(Dataset records)
PR #813, opened 2020-04-28
Adapt core/utils classes to coding style.

andescu:
All core/utils classes are now adapted to our coding style, except
some Windows specific code from Dir.cpp.

Relates-To: OLPEDGE-1854

### DIFF
--- a/olp-cpp-sdk-core/src/utils/Dir.cpp
+++ b/olp-cpp-sdk-core/src/utils/Dir.cpp
@@ -1,5 +1,5 @@
 /*
- * Copyright (C) 2019 HERE Europe B.V.
+ * Copyright (C) 2019-2020 HERE Europe B.V.
  *
  * Licensed under the Apache License, Version 2.0 (the "License");
  * you may not use this file except in compliance with the License.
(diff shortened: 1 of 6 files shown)


olp-cpp-sdk-core/src/utils/Dir.cpp
```diff
@@ -339,7 +349,8 @@ std::string Dir::TempDirectory() {
     // it should never reach this path unless a big change in iOS
     ret = "/private/tmp";
   } else {
-    if (ret[ret.size() - 1] == '/') ret.pop_back();
+    if (ret[ret.size() - 1] == '/')
+      ret.pop_back();
```
LiubovDidkivska, line 353: do we need braces here?
` if (ret[ret.size() - 1] == '/') {
      ret.pop_back();
}`

olp-cpp-sdk-core/src/utils/Dir.cpp
```diff
@@ -250,7 +253,8 @@ bool Dir::remove(const std::string& path) {
   const TCHAR* n_path = path.c_str();
 #endif  // _UNICODE
 
-  if (!DeleteDirectory(n_path)) ret = false;
+  if (!DeleteDirectory(n_path))
+    ret = false;
```
LiubovDidkivska, line 257:
```suggestion
  if (!DeleteDirectory(n_path)) {
      ret = false;
    }
```

PR #819, opened 2020-05-04
Fix uninitialized variables count and offset.

mykhailo-kuchma:
Uninitialized variables count and offset could potentially
cause broken response to user.

* Fix Android proxy enum.
* Fix network initialization in concurrent env.

Resolves: OLPSUP-10333

### DIFF
--- a/olp-cpp-sdk-core/src/http/android/HttpClient.java
+++ b/olp-cpp-sdk-core/src/http/android/HttpClient.java
@@ -113,15 +113,15 @@ public class HttpClient {
       this.proxyPort = proxyPort;
 
       switch (proxyType) {
-        case 0:
+        case 1:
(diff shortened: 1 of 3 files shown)


olp-cpp-sdk-core/src/http/android/HttpClient.java
```diff
@@ -327,7 +327,7 @@ protected Void doInBackground(Request... requests) {
             if (request.postData() != null) {
               conn.setDoOutput(true);
               conn.getOutputStream().write(request.postData());
-              Log.d(LOGTAG, "Uploaded data length:" + request.postData().length);
+              //Log.d(LOGTAG, "Uploaded data length:" + request.postData().length);
```
LiubovDidkivska, line 330: remove or uncomment

PR #839, opened 2020-05-15
Default expiration in PartitionsCacheRepository

kzvieriev:
Default cache items expiration time can be controlled through
OlpClientOptions, so PartitionsCacheRepository should use it instead of
maximum time_t value. Added unit tests.

Resolves: OLPEDGE-1916

### DIFF
--- a/olp-cpp-sdk-dataservice-read/src/repositories/PartitionsCacheRepository.cpp
+++ b/olp-cpp-sdk-dataservice-read/src/repositories/PartitionsCacheRepository.cpp
@@ -40,6 +40,8 @@ PORTING_CLANG_GCC_DISABLE_WARNING("-Wdeprecated-declarations")
 
 namespace {
 constexpr auto kLogTag = "PartitionsCacheRepository";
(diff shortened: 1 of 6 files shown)


olp-cpp-sdk-dataservice-read/src/repositories/PartitionsCacheRepository.cpp
```diff
@@ -55,6 +55,14 @@ std::string CreateKey(const std::string& hrn, const std::string& layer_id,
 std::string CreateKey(const std::string& hrn, const int64_t catalogVersion) {
   return hrn + "::" + std::to_string(catalogVersion) + "::layerVersions";
 }
+
+time_t ConvertTime(std::chrono::seconds time) {
+  if (time == std::chrono::seconds::max()) {
+    return std::numeric_limits<time_t>::max();
+  }
+
+  return time.count();
```
andescu, line 64:
```suggestion
  return (time == std::chrono::seconds::max()) ? std::numeric_limits<time_t>::max() 
                                                                               : time.count();
```

Consider adding some constexpr defines for readability.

▶ TASK OBJECTIVE: Every line above that has the string "some" needs to be copied.

▶ RESPONSE:
some Windows specific code from Dir.cpp.
Consider adding some constexpr defines for readability.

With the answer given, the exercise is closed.